Todos guardamos silencio mientras vemos a la abuela sentarse. Expectantes, nos preparamos para escuchar la historia, la misma que cuenta todos los años…su historia. La quietud es completa, la anciana nos mira con ternura y sus labios se mueven sin emitir sonidos, después sonríe levemente y comienza de nuevo.

-Era el año del Zorro cuando cayó fuego del cielo – su voz es suave, melódica- En un momento devoró ciudades y campos dejando al mundo tan caliente como el sol…pasó el tiempo, no supe cuanto, porque yo soñaba dentro de la caja de metal, cuando desperté, todo a mi alrededor estaba destruido, quizá fue una bomba o un terremoto causado por el caos que se desarrollaba en la superficie, en realidad eso no importaba, pues las 58 personas que habían entrado conmigo al refugio ya no existían, estaba sola.

Después de la desesperación y el miedo llegó la calma y la resignación y también la esperanza porque, para algo estaba viva ¿no? Todo lo que tenia que hacer era conservarme fuerte y esperar, esperar el tiempo necesario para  poder salir.
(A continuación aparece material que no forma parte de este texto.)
PR #20217, opened 2025-09-22
Proposal multi source

dantaik:


packages/protocol/contracts/layer1/shasta/iface/IInbox.sol
```diff
@@ -42,17 +42,23 @@ interface IInbox {
     /// @notice Contains derivation data for a proposal that is not needed during proving.
     /// @dev This data is hashed and stored in the Proposal struct to reduce calldata size.
 
+    /// @notice Represents a source of derivation data within a Derivation
```
ggonzalez94, line 43: I think the natspec above ^^ is for the `Derivation` struct and it just got misplaced

packages/protocol/contracts/layer1/shasta/impl/InboxOptimized2.sol
```diff
@@ -61,4 +82,156 @@ contract InboxOptimized2 is InboxOptimized1 {
...
+    {
+        return LibHashing.hashBlobHashesArray(_blobHashes);
+    }
+
+    /// @inheritdoc Inbox
+    /// @notice Optimized checkpoint hashing using LibHashing
+    /// @dev Uses LibHashing for efficient checkpoint hashing
+    /// @param _checkpoint The checkpoint data to hash
+    /// @return bytes32 The keccak256 hash of the checkpoint struct
+    function _hashCheckpoint(ICheckpointStore.Checkpoint memory _checkpoint)
```
ggonzalez94, line 153: @dantaik now that we are merging the optimized implementations maybe is a good moment tos ask: I haven't seen enough evidence that custom hashing  reduces gas costs for proposing or proving significantly. See [this PR](https://github.com/taikoxyz/taiko-mono/pull/20207) for more details.
Where have you seen the most gains from this?

packages/protocol/contracts/layer1/shasta/impl/DevnetShastaInbox.sol
```diff
@@ -1,19 +1,15 @@
...
 /// @title DevnetShastaInbox
 /// @dev This contract extends the base Inbox contract for devnet deployment
 /// with optimized reentrancy lock implementation.
-/// @dev DEPLOYMENT: CRITICAL - Must use FOUNDRY_PROFILE=layer1o for deployment.
-///      Contract size (26,293 bytes) exceeds 24KB limit without optimization.
-///      Example: FOUNDRY_PROFILE=layer1o forge build
-/// contracts/layer1/shasta/impl/DevnetShastaInbox.sol
 /// @custom:security-contact security@taiko.xyz
-contract DevnetShastaInbox is InboxOptimized4 {
+contract DevnetShastaInbox is InboxOptimized1 {
```
ggonzalez94: shouldn't this use `InboxOptimized2` instead?

packages/protocol/contracts/layer1/shasta/impl/Inbox.sol
```diff
@@ -195,58 +192,94 @@ contract Inbox is IInbox, IForcedInclusionStore, ICheckpointStore, EssentialCont
...
+                );
+                sourceCount += forcedInclusions.length;
+            }
 
-        if (input.numForcedInclusions > 0) {
-            // Process forced inclusion if required
-            uint256 numForcedInclusionsProcessed;
-            (coreState, numForcedInclusionsProcessed) = _processForcedInclusions(
-                coreState, input.numForcedInclusions, endOfSubmissionWindowTimestamp
+            require(sourceCount > 0, EmptyDerivationSources());
```
ggonzalez94: not needed? given we initialize `sourceCount` to 1 this check will always be true

packages/protocol/contracts/layer1/shasta/impl/Inbox.sol
```diff
@@ -821,63 +863,6 @@ contract Inbox is IInbox, IForcedInclusionStore, ICheckpointStore, EssentialCont
...
-    /// @dev Creates and stores a new proposal
-    /// @notice Increments nextProposalId and emits Proposed event
-    /// @param _coreState Current state whose hash is stored in the proposal
-    /// @param _blobSlice Blob data slice containing L2 transactions
-    /// @param _isForcedInclusion True if this is a forced inclusion proposal
-    /// @param _endOfSubmissionWindowTimestamp The timestamp of the last slot where the current
-    /// preconfer
-    /// can propose.
-    /// @return Updated core state with incremented nextProposalId
-    function _propose(
```
ggonzalez94: Curious why we decided to inline all this logic directly in the propose function vs keeping it in a separate one? Since this was private already I don't think there are many gas benefits from doing so

packages/protocol/contracts/layer1/shasta/impl/Inbox.sol
```diff
@@ -634,17 +637,76 @@ contract Inbox is IInbox, IForcedInclusionStore, ICheckpointStore, EssentialCont
         return keccak256(abi.encode(_proposalId, _parentTransitionHash));
     }
 
-    /// @dev Hashes a Transition struct.
-    /// @param _transition The transition to hash.
-    /// @return _ The hash of the transition.
-    function _hashTransition(Transition memory _transition)
+    // ---------------------------------------------------------------
+    // Encoder Functions (alphabetically sorted)
```
ggonzalez94: nit:
```suggestion
    // Encoder Functions
```

packages/protocol/contracts/layer1/shasta/impl/Inbox.sol
```diff
@@ -195,58 +192,94 @@ contract Inbox is IInbox, IForcedInclusionStore, ICheckpointStore, EssentialCont
...
+                timestamp: uint48(block.timestamp),
+                endOfSubmissionWindowTimestamp: endOfSubmissionWindowTimestamp,
+                proposer: msg.sender,
+                coreStateHash: _hashCoreState(coreState),
+                derivationHash: _hashDerivation(derivation)
+            });
+
+            _setProposalHash(proposal.id, _hashProposal(proposal));
+
+            // Create payload and emit event with stack-optimized approach
```
ggonzalez94: what is the stack optimized approach? putting it on a separate function?

packages/protocol/contracts/layer1/shasta/impl/Inbox.sol
```diff
@@ -634,17 +637,76 @@ contract Inbox is IInbox, IForcedInclusionStore, ICheckpointStore, EssentialCont
         return keccak256(abi.encode(_proposalId, _parentTransitionHash));
     }
 
-    /// @dev Hashes a Transition struct.
-    /// @param _transition The transition to hash.
-    /// @return _ The hash of the transition.
-    function _hashTransition(Transition memory _transition)
+    // ---------------------------------------------------------------
```
ggonzalez94, line 615: nit: maybe we can group all sorting functions in the same group vs having separate groups

ggonzalez94 (commented):
I really like the fact that forced inclusions and the regular proposal can be part of the same one. Left a few comments

packages/protocol/contracts/layer1/shasta/impl/Inbox.sol
ggonzalez94: This [PR](https://github.com/taikoxyz/taiko-mono/pull/20228/files) brings it back and I think the gas increase is negligible

packages/protocol/contracts/layer1/shasta/impl/Inbox.sol
dantaik: remove this deprecated comment

dantaik:
all comments are addressed in the other PR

Así, año tras año envié una sonda a la superficie que por unos segundos me informaba  del panorama exterior, una sonda que esperaba un día, no terminara convertida en un montoncito de circuitos incandescentes e inservibles.

Tuvieron que pasar 20 años para que sucediera…los encontré a ustedes o ustedes me encontraron queridos hijos en medio de este hermoso bosque de plantas perennes y he sido feliz  hasta este hermoso día en que cumplo noventa y cuatro años.-

Guardó silencio mientras su mente regresaba del pasado, las lagrimas brillando en sus ojos.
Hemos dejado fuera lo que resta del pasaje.